- [About this exercise] Each line of the material below must be transcribed exactly.

____

PR #11320, opened 2020-12-26
Fix leaderboard showing score updates for quit users

### LINKED ISSUE #11308: Players are not removed from the leaderboard when leaving the match
**Describe the bug:**

When a player leaves mid match (or during loading), he is not removed from the ingame leaderboard. In addition, if they start playing in singleplayer, score information keeps being updated in the match.

Video shows player "fmpgdev" leaving the lobby right after load and starting a beatmap in singleplayer twice.

https://user-images.githubusercontent.com/22643729/103137835-f0134700-46cc-11eb-85af-eea6ffee3940.mp4

**osu!lazer version:** master 4e21bd0

**Logs:**

fmpgdev2(staying):
[database.log](https://github.com/ppy/osu/files/5742134/database.log)
[network.log](https://github.com/ppy/osu/files/5742135/network.log)
[performance.log](https://github.com/ppy/osu/files/5742136/performance.log)
[runtime.log](https://github.com/ppy/osu/files/5742137/runtime.log)
[updater.log](https://github.com/ppy/osu/files/5742138/updater.log)

fmpgdev(leaving):
[database.log](https://github.com/ppy/osu/files/5742140/database.log)
[network.log](https://github.com/ppy/osu/files/5742141/network.log)
[performance.log](https://github.com/ppy/osu/files/5742142/performance.log)
[runtime.log](https://github.com/ppy/osu/files/5742143/runtime.log)

peppy:
The spectator data feed was not unbound if a user quit the room, meaning if they continued to join another room (or play solo) their now incorrect score was still showing up on the leaderboard.

This change unsubscribes and also shows quit users visually (via a tint of their panel to gray).

Closes https://github.com/ppy/osu/issues/11308.

### DIFF
--- a/osu.Game/Screens/Play/HUD/GameplayLeaderboardScore.cs
+++ b/osu.Game/Screens/Play/HUD/GameplayLeaderboardScore.cs
@@ -52,7 +52,7 @@ namespace osu.Game.Screens.Play.HUD
                     positionText.Text = $"#{scorePosition.Value.FormatRank()}";
 
                 positionText.FadeTo(scorePosition.HasValue ? 1 : 0);
-                updateColour();
+                updateState();
             }
         }
 
@@ -231,20 +231,20 @@ namespace osu.Game.Screens.Play.HUD
             TotalScore.BindValueChanged(v => scoreText.Text = v.NewValue.ToString("N0"), true);
             Accuracy.BindValueChanged(v => accuracyText.Text = v.NewValue.FormatAccuracy(), true);
             Combo.BindValueChanged(v => comboText.Text = $"{v.NewValue}x", true);
-            HasQuit.BindValueChanged(v => updateColour());
+            HasQuit.BindValueChanged(v => updateState());
         }
 
         protected override void LoadComplete()
         {
             base.LoadComplete();
 
-            updateColour();
+            updateState();
             FinishTransforms(true);
         }
 
         private const double panel_transition_duration = 500;
 
-        private void updateColour()
+        private void updateState()
         {
             if (HasQuit.Value)
             {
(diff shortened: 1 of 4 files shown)


osu.Game/Screens/Play/HUD/GameplayLeaderboardScore.cs
```diff
@@ -244,6 +254,9 @@ protected override void LoadComplete()
 
         private void updateColour()
         {
+            if (HasQuit.Value)
+                return;
```
bdach, line 258: Doing it this way has a quirk - if the user that quit was first on the leaderboard, their panel will still have a wider size, even as the user drops down in rankings naturally. I'd probably jam the "has quit" case in here (and rename the method, as it clearly does more than just update colour).

osu.Game/Screens/Play/HUD/MultiplayerGameplayLeaderboard.cs
```diff
@@ -33,43 +48,68 @@ public MultiplayerGameplayLeaderboard(ScoreProcessor scoreProcessor, int[] userI
...
 
             scoringMode = config.GetBindable<ScoringMode>(OsuSetting.ScoreDisplayMode);
             scoringMode.BindValueChanged(updateAllScores, true);
         }
 
+        protected override void LoadComplete()
+        {
+            base.LoadComplete();
+
+            // BindableList handles binding in a really bad way (Clear then AddRange) so we need to do this manually..
```
bdach, line 85: side note - `BindableList.Clear()` should maybe be raising a `NotifyCollectionChangedAction.Reset` on clear, although that's debatable. sort of unwieldy indeed.

bdach (changes requested):

peppy:
The asssert failing can be fixed by changing the `.Expire` i added to a forced `Remove` then `Dispose` (as below) but this is pretty ugly.

image


I don't think there's actually much point in having this assert (and it could also fail of the scoring mode was changed, see `updateAllScores`) so i've opted to just remove it.

bdach (approved):

PR #11321, opened 2020-12-26
Fix catcher position update delayed one frame in osu!catch replay

ekrctb:
Because catcher position is checked for each hit object, and `HitObjectContainer` came before `CatcherArea` in the children ordering, the replay frame processed in `CatchInputManager` was not applied until one frame later.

____

- [Output below]
PR #11320, opened 2020-12-26
Fix leaderboard showing score updates for quit users

### LINKED ISSUE #11308: Players are not removed from the leaderboard when leaving the match
**Describe the bug:**

When a player leaves mid match (or during loading), he is not removed from the ingame leaderboard. In addition, if they start playing in singleplayer, score information keeps being updated in the match.

Video shows player "fmpgdev" leaving the lobby right after load and starting a beatmap in singleplayer twice.

https://user-images.githubusercontent.com/22643729/103137835-f0134700-46cc-11eb-85af-eea6ffee3940.mp4

**osu!lazer version:** master 4e21bd0

**Logs:**

fmpgdev2(staying):
[database.log](https://github.com/ppy/osu/files/5742134/database.log)
[network.log](https://github.com/ppy/osu/files/5742135/network.log)
[performance.log](https://github.com/ppy/osu/files/5742136/performance.log)
[runtime.log](https://github.com/ppy/osu/files/5742137/runtime.log)
[updater.log](https://github.com/ppy/osu/files/5742138/updater.log)

fmpgdev(leaving):
[database.log](https://github.com/ppy/osu/files/5742140/database.log)
[network.log](https://github.com/ppy/osu/files/5742141/network.log)
[performance.log](https://github.com/ppy/osu/files/5742142/performance.log)
[runtime.log](https://github.com/ppy/osu/files/5742143/runtime.log)

peppy:
The spectator data feed was not unbound if a user quit the room, meaning if they continued to join another room (or play solo) their now incorrect score was still showing up on the leaderboard.

This change unsubscribes and also shows quit users visually (via a tint of their panel to gray).

Closes https://github.com/ppy/osu/issues/11308.

### DIFF
--- a/osu.Game/Screens/Play/HUD/GameplayLeaderboardScore.cs
+++ b/osu.Game/Screens/Play/HUD/GameplayLeaderboardScore.cs
@@ -52,7 +52,7 @@ namespace osu.Game.Screens.Play.HUD
                     positionText.Text = $"#{scorePosition.Value.FormatRank()}";
 
                 positionText.FadeTo(scorePosition.HasValue ? 1 : 0);
-                updateColour();
+                updateState();
             }
         }
 
@@ -231,20 +231,20 @@ namespace osu.Game.Screens.Play.HUD
             TotalScore.BindValueChanged(v => scoreText.Text = v.NewValue.ToString("N0"), true);
             Accuracy.BindValueChanged(v => accuracyText.Text = v.NewValue.FormatAccuracy(), true);
             Combo.BindValueChanged(v => comboText.Text = $"{v.NewValue}x", true);
-            HasQuit.BindValueChanged(v => updateColour());
+            HasQuit.BindValueChanged(v => updateState());
         }
 
         protected override void LoadComplete()
         {
             base.LoadComplete();
 
-            updateColour();
+            updateState();
             FinishTransforms(true);
         }
 
         private const double panel_transition_duration = 500;
 
-        private void updateColour()
+        private void updateState()
         {
             if (HasQuit.Value)
             {
(diff shortened: 1 of 4 files shown)


osu.Game/Screens/Play/HUD/GameplayLeaderboardScore.cs
```diff
@@ -244,6 +254,9 @@ protected override void LoadComplete()
 
         private void updateColour()
         {
+            if (HasQuit.Value)
+                return;
```
bdach, line 258: Doing it this way has a quirk - if the user that quit was first on the leaderboard, their panel will still have a wider size, even as the user drops down in rankings naturally. I'd probably jam the "has quit" case in here (and rename the method, as it clearly does more than just update colour).

osu.Game/Screens/Play/HUD/MultiplayerGameplayLeaderboard.cs
```diff
@@ -33,43 +48,68 @@ public MultiplayerGameplayLeaderboard(ScoreProcessor scoreProcessor, int[] userI
...
 
             scoringMode = config.GetBindable<ScoringMode>(OsuSetting.ScoreDisplayMode);
             scoringMode.BindValueChanged(updateAllScores, true);
         }
 
+        protected override void LoadComplete()
+        {
+            base.LoadComplete();
+
+            // BindableList handles binding in a really bad way (Clear then AddRange) so we need to do this manually..
```
bdach, line 85: side note - `BindableList.Clear()` should maybe be raising a `NotifyCollectionChangedAction.Reset` on clear, although that's debatable. sort of unwieldy indeed.

bdach (changes requested):

peppy:
The asssert failing can be fixed by changing the `.Expire` i added to a forced `Remove` then `Dispose` (as below) but this is pretty ugly.

image


I don't think there's actually much point in having this assert (and it could also fail of the scoring mode was changed, see `updateAllScores`) so i've opted to just remove it.

bdach (approved):

PR #11321, opened 2020-12-26
Fix catcher position update delayed one frame in osu!catch replay

ekrctb:
Because catcher position is checked for each hit object, and `HitObjectContainer` came before `CatcherArea` in the children ordering, the replay frame processed in `CatchInputManager` was not applied until one frame later.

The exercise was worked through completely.